** Opening Source data block **

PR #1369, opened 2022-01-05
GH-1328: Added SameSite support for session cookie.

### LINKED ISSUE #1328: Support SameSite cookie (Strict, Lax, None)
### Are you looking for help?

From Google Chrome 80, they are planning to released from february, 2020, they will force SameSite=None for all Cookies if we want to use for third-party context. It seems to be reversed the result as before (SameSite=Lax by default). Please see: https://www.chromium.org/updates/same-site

** Closing Source data block **
** Opening Source data block **

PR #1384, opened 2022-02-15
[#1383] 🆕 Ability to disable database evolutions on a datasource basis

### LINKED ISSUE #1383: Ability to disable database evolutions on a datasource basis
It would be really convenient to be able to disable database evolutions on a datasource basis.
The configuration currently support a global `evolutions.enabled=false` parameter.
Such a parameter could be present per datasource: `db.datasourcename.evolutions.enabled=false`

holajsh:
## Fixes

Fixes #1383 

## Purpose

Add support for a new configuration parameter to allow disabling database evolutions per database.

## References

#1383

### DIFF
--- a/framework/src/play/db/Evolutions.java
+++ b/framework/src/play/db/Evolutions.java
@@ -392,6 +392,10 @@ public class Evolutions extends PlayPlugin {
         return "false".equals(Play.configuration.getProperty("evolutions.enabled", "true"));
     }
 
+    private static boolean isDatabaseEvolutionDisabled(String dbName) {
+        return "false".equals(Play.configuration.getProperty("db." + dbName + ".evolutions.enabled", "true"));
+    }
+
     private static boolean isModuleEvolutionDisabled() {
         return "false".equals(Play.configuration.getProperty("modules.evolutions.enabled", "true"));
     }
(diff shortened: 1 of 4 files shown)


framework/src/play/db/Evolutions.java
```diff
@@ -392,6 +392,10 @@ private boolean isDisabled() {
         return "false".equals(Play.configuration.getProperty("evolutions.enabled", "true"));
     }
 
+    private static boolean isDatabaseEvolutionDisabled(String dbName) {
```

** Closing Source data block **
** Opening Source data block **

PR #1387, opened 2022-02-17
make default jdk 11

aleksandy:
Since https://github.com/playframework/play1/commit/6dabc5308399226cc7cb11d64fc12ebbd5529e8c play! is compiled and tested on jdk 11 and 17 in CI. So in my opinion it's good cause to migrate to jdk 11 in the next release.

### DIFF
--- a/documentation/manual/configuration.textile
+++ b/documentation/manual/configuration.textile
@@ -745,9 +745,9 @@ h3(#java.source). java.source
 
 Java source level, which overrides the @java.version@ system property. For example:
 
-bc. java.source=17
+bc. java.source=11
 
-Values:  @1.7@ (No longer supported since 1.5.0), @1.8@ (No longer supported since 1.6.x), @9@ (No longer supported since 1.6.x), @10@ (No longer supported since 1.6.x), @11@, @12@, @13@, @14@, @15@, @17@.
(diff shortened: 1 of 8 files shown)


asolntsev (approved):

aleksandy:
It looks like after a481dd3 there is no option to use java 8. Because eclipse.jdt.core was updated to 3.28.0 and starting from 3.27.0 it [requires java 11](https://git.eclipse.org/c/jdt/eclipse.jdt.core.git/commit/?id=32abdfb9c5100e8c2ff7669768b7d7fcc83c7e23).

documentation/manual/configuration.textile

** Closing Source data block **

## What you are asked to do
Using the data above, repeat exactly the lines that begin at the line with "PR #1369, opened 2022-01-05" and end at the line with "From Google Chrome", both ends included.

## Answer for this exercise
PR #1369, opened 2022-01-05
GH-1328: Added SameSite support for session cookie.

### LINKED ISSUE #1328: Support SameSite cookie (Strict, Lax, None)
### Are you looking for help?

From Google Chrome 80, they are planning to released from february, 2020, they will force SameSite=None for all Cookies if we want to use for third-party context. It seems to be reversed the result as before (SameSite=Lax by default). Please see: https://www.chromium.org/updates/same-site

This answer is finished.